Sin embargo, así algunos señalen a Pretelt como villano, otros lo consideran un héroe. Sus acciones van en ascenso. Después de que estuvo a punto de dejar el cargo en diciembre, hoy tiene amplias simpatías en el Congreso que se derivan de su estilo conciliador, su carácter amable y su

inagotable paciencia. "Es un hombre de carga liviana, que no genera rechazo", según Antonio Navarro, senador de oposición. Y en la Casa de Nariño consideran que ha logrado sacar adelante proyectos muy importantes para la agenda presidencial, como la reelección, y está avanzando con iniciativas particularmente complejas como la de justicia y paz, y las pensiones, y a partir de la semana entrante se va a meter con todo para sacar adelante la ley que reglamenta la reelección presidencial. En un foro el jueves pasado, el Ministro anunció que el gobierno está dispuesto a acoger todas las ideas de la oposición en esta materia.

Pretelt ha logrado cosechar simpatías en la oposición. No tiene la capacidad argumentativa de su antecesor, sobre todo en temas de justicia, pero en los pasillos del Capitolio se oye decir con frecuencia que "ha mejorado su discurso". Y allá gustan su carácter bonachón y su buen humor permanente. "A nadie le disgustaría tomarse un whisky, o dos o tres, con este tipazo", dice un congresista de oposición. Este cartacachaco, conectado sin duda con los costeños y también con los del interior, ha sabido sacarles partido a sus dotes de conquistador y rumbero en las reuniones privadas.

Paradójicamente, se oyen en cambio críticas dentro del uribismo, donde consideran que no ha sabido aglutinar, y que su obsesión de ser conciliador se traduce en que la línea del gobierno no se expresa con claridad ni contundencia en el Congreso ni ante la opinión pública. A diferencia de la época de Londoño, bajo el ministerio de Sabas corrió la voz de que habría cuotas burocráticas para quienes acompañen al gobierno en sus más valoradas iniciativas, como la reelección. Y pasó lo de siempre: surgieron intrigas, envidias y cuestionamientos de unos grupos uribistas frente a otros, porque se sienten peor tratados en la repartición.

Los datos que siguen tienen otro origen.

Issue #766, opened 2026-08-30
Hover is deliverable to a panel — measured on 3.7c and the 3.2 floor — and the affordable shape is an in-pane highlight, not a footer tooltip


diazoxide:
Filed to keep a measurement rather than to ask for a feature: the question *"can charter receive hover at all"* now has an answer, and the answer is yes with one condition and one shape constraint. Without this written down the next attempt re-derives it, and the obvious design (the operator's own suggestion of a tooltip on the footer) is the expensive one.

## What was measured

Real tmux **3.7c** and the **3.2 floor** (`~/.local/share/charter-testing/tmux-3.2`), own socket, real client on a real pty, two panes split `-h -l 40`, harness pane active, SGR reports injected the way a reporting terminal sends them. Every mode request tmux wrote to the outer terminal was recorded off the client's master fd; the non-active pane ran a probe that asked for a named mode and logged every byte it read off fd 1.

```
harness pane asks 1000+1006 (what an agent harness asks). panel pane asks 1003+1006.

tmux mouse OFF
  outer terminal told:  1000h 1006h        <- the ACTIVE pane's request, only
  the panel's 1003 request is NOT propagated. no motion is ever sent.

tmux mouse ON
  outer terminal told:  ... 1003h          <- BECAUSE the non-active panel asked
  motion over the PANEL    ->  panel READ  \x1b[<35;11;5M   (pane-relative, 1-based)
  motion over the HARNESS  ->  nobody
```

Byte-identical on both versions (3.2 asks the outer terminal for a slightly different mode set with `mouse on` — `1003h` alone rather than `1000h 1002h 1003h` — but delivery is the same).

## Three findings

1. **Hover IS deliverable to a non-active `charter panel` process**, conditional on `[frame] mouse = true`. A pane asking `\x1b[?1003h` makes tmux propagate 1003 to the outer terminal *even though that pane is not active*, and the motion reports then arrive in that pane's own cells — the same coordinate contract `click` already has.
2. **It cannot poison the harness.** tmux filters per-pane by what each pane asked for. With 1003 on for the whole terminal, motion over the harness pane (which asks 1000/1002) reaches **nobody**. This was the measurement that mattered most: the harness is the thing the frame exists to protect.
3. **With `mouse = false` hover is dead**, and not merely quiet: only the ACTIVE pane's request is propagated, so no motion is ever sent by the terminal at all. This is the same rule `docs/frame.md` already states for `click`, one mode over.

[...]

PR #801, opened 2026-09-01
A short terminal keeps the row that says where you are, and the sidebar's hidden todos have a keyboard route (#740, #742)

### LINKED ISSUE #740: A short terminal drops the identity strip and keeps a one-row `repos` pane that can only draw its own heading
On a short terminal `layout.visible_slots` drops `right` and then `top`, and keeps `repos`
— which at that point has room for its heading and nothing else. The result spends three
rows (two rules and a count) on a terminal that has just been judged too short for the
one-row strip that names the workspace and the persona.

## Measured

120 columns, tmux 3.7c, alpha (8 clones). Shrinking the terminal:

```
h=20  panes: top 1  harness 12  sidebar 12  repos 3  attention 1
h=19  panes:        harness 12              repos 4  attention 1     <- `top` dropped
h=15  panes:        harness 11              repos 1  attention 1
h=10  panes:        harness  6              repos 1  attention 1
```

At h=10 the whole screen is:

```
h$
                        <- five rows of harness
────────────────────────────────────────
▪ repos 8
────────────────────────────────────────
7 todos · F2 palette
```

Six rows of agent session, three rows to say the number 8, one row of attention strip.
The workspace name and the active persona — the two things `top` exists to tell you — are
gone.

## Why this is the wrong trade

`docs/frame.md` ranks `bottom` above everything ("the whole reason a cramped terminal is
worth framing at all") and that is clearly right. It does not rank `top` against `repos`,
and the implicit answer the floors give — drop the identity strip, keep a heading-only
table — inverts what each one is worth at that size. `top` is one row and carries two
facts; `repos` at one row carries a count and costs three rows to do it.

Concretely: a `repos` pane whose content does not fit **one repo row** should drop like
`right` and `top` do, rather than existing as a heading. That is the same rule the table
already applies horizontally — below 95 columns it is not drawn at all rather than drawn
with columns cut off — applied to its other axis.

### LINKED ISSUE #742: The sidebar handles no events: its `…(+N more)` todos cannot be reached by mouse, keyboard or palette

diazoxide:
Closes #740. Closes #742.

Two frame-UX reports from the same audit. The third, #766, is closed separately as *measured, deliberately not shipped* — its numbers and mine are on the issue so the next person does not re-measure it.

## #740 — the ladder was inverted at the bottom

`_ROW_DROPS` took `top` the instant rows fell below `min-rows`, while `repos` had **no rows threshold at all**. So a 120x10 frame spent three rows — two pane rules and `▪ repos 8` — on a repo count, having just decided it could not afford the one row that names the workspace and the persona.

**The rule I chose, stated because the old one was unexamined rather than wrong:** *a rung drops when the pane it would get cannot carry the thing the rung is for; among rungs that still can, the ones whose facts another surface reaches go first.*

That gives the ladder `_DROP_ORDER` always claimed, now honoured on both axes:

| rung | goes when |
|---|---|
| `right` | any shortage — it costs columns *and* a divider |
| `repos` | its pane is too narrow for a table (`repos_fits`) **or too short for one repo row** (`repos_fits_rows`, new) |
| `chats`, `workspaces` | at `min-rows`, whole — `F2` reaches every chat and workspace in two keystrokes |
| `top` | only at the floor, with everything else |
| `bottom` | never |

Two changes:

* **`repos` gets a rows threshold, the mirror of its columns one.** `repos_fits_rows` over a new `repos_row_cap`, tested against `_table_min_rows()` which READS `slots._TABLE_MIN_ROWS` exactly the way `_table_min_cols()` reads `statusline._LEFT_W`. `repos_rows` applies the same `repos_row_cap`, so "is this pane worth splitting" and "how tall is it" come from one arithmetic instead of two.
* **`top` leaves `_ROW_DROPS`.** Nothing else on a short terminal says which workspace you are in or which persona you are being, and with the sidebar gone it is also the plane's only roster (#530).

### Measured, on real tmux

3.7c and the 3.2 floor (`~/.local/share/charter-testing/tmux-3.2`), own socket, 120 columns, a plane with eight clones. Byte-identical on both versions. The splits are built from `layout`'s own edge and size answers and the panes read back with `list-panes`.

| rows | before | now |
|---|---|---|
| 20 | identity 1 · harness 12 · sidebar 12 · table 3 · attention 1 | *unchanged* |
| 19 | harness 12 · table 4 · attention 1 | identity 1 · harness 12 · table 2 · attention 1 |
| 18 | harness 12 · table 3 · attention 1 | identity 1 · **harness 14** · attention 1 |
| 17 | harness 12 · table 2 · attention 1 | identity 1 · **harness 13** · attention 1 |
| 16 | harness 12 · table 1 · attention 1 | identity 1 · harness 12 · attention 1 |
| 15 | harness 11 · table 1 · attention 1 | identity 1 · harness 11 · attention 1 |
| 10 | harness 6 · table 1 · attention 1 | identity 1 · harness 6 · attention 1 |

The "before" column reproduces the issue's own measurements exactly. **The harness never loses a row** — a table pane starved to its floor paid a border plus one row, which is what `top` costs — and it gains one at 17 and two at 18. **What this costs is one or two repo rows between 17 and 19**, which is the trade `_DROP_ORDER` already ranked and the rows axis had no test to make.

`tests/test_frame_layout.py` pins that whole table as literals through `harness_rows`.

## #742 — what remained, and how it closes

Confirmed before touching anything: **#765 shipped the persona half** — the sidebar declares `click`, `slots.persona_section` publishes a row→persona map on every rung, a click on a name runs `charter frame-switch --persona`, and a click on the badges puts the glyph legend on the attention row through #729's dwell. Only the todo overflow remained, which is why it was not auto-closed.

`F2` → **`todo: read the next open todo`** is the route. One repeatable palette row that reads the open todos out on the palette's own header:

```
charter /todo · todo 3/7: cut 0.55.0
```

It repeats like the two `repo: select the …` rows, so five hidden todos are five Enters and one palette. It wraps rather than pressing nothing; it says where in the list it is, because a wrap that did not would read as a repeat; and on a plane whose gather cache holds part of a very long list it says that too — `todo 3/20 of 400: …`, counted through a new shared `slots.todo_total` so the row and the `▪ todos N` heading cannot disagree about a clipped cache.

**A key rather than a wheel, and that ordering is the design.** `[frame] mouse` ships off, so a pointer-only answer would be inert on exactly the planes this was reported from — and `docs/frame.md`'s own rule runs that way anyway: a pointer affordance always has a key or a palette row beside it, so the keyboard half is the one that has to exist. A wheel over the section can be added on top of this; it could not have stood in for it.

**The `…(+N more)` row still answers nothing**, and a test asserts it: it stands for todos it does not name, so there is no todo for a click on it to be about — the same case the persona column's own overflow row carries.

It is free when nobody presses it: `cmd_palette` already loads the gather snapshot to draw itself, and the row writes no file, bumps no version and starts no process. The cursor is a cell closed over in the registry, which `build` makes fresh per palette — so it starts at the top each time `F2` is pressed, and no `state.bump` wakes four panels to move a number nobody else reads.

## Verification

* Full suite green on the rebased tree: **9,808 tests, 0 failures** (`python3 -B -m unittest discover -s tests`). `test_frame_border_surface` now passes — #785's fix in #799 landed, so that failure is no longer an expected worktree artefact and this branch does not produce one.
* **Every new guard was checked to fail without its change**, not merely to pass with it: `_ROW_DROPS` with `top` back in (16 failures), `visible_slots` without the rows test (11), `_table_min_rows` as a literal `2` (1), `todo.next` unregistered (13), the fraction counted off the clipped list (2), no wrap (1), `repeat=False` (1), `todo_total` ignoring `todo_count` (3), `_HEAD_ROWS = 2` (45), `_TABLE_MIN_ROWS = _HEAD_ROWS` (2), the title fallback dropped (1), `max`→`min` in `todo_total` (4), the `isinstance` guard dropped (4).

Lo que no se puede negar es que el actual Ministro del Interior se ajusta a las difíciles características del estilo gerencial de su jefe, quien prefiere subalternos de bajo perfil, leales y sin mucha iniciativa, y que frente al Congreso opta por el tratamiento al detal en vez de la convocatoria de partidos. Sabas le jala a todo lo que haga falta para complacer al Presidente, a quien admira y con quien comparte plenamente la ideología conservadora. "El Presidente es el verdadero ministro, y todos los proyectos se definen en la Casa de Nariño con su intervención directa", según Antonio Navarro.

Aunque la gestión de Sabas Pretelt de la Vega ha venido de menos a más desde el 6 de noviembre de 2003, cuando asumió la cartera, no se puede hacer un balance sin esperar los próximos dos meses. Un período demasiado corto antes de que finalice la legislatura, y en un ambiente político contaminado por la polarización frente a la reelección y el Congreso Nacional Liberal de junio. Con una agenda, además, compleja y trascendental. Es probable que el gobierno saque adelante la reglamentación de la reelección y la reforma de pensiones, pero no se pueden descartar conflictos entre su bancada y que se intensifique la inefable pelea por la burocracia. Las mayorías no van a funcionar en forma automática, ni van a ser las mismas en todos los temas. El buen Sabas no podrá dejar que se agoten sus reservas de paciencia, porque de aquí en adelante el éxito del gobierno dependerá de su capacidad de ganar voto a voto.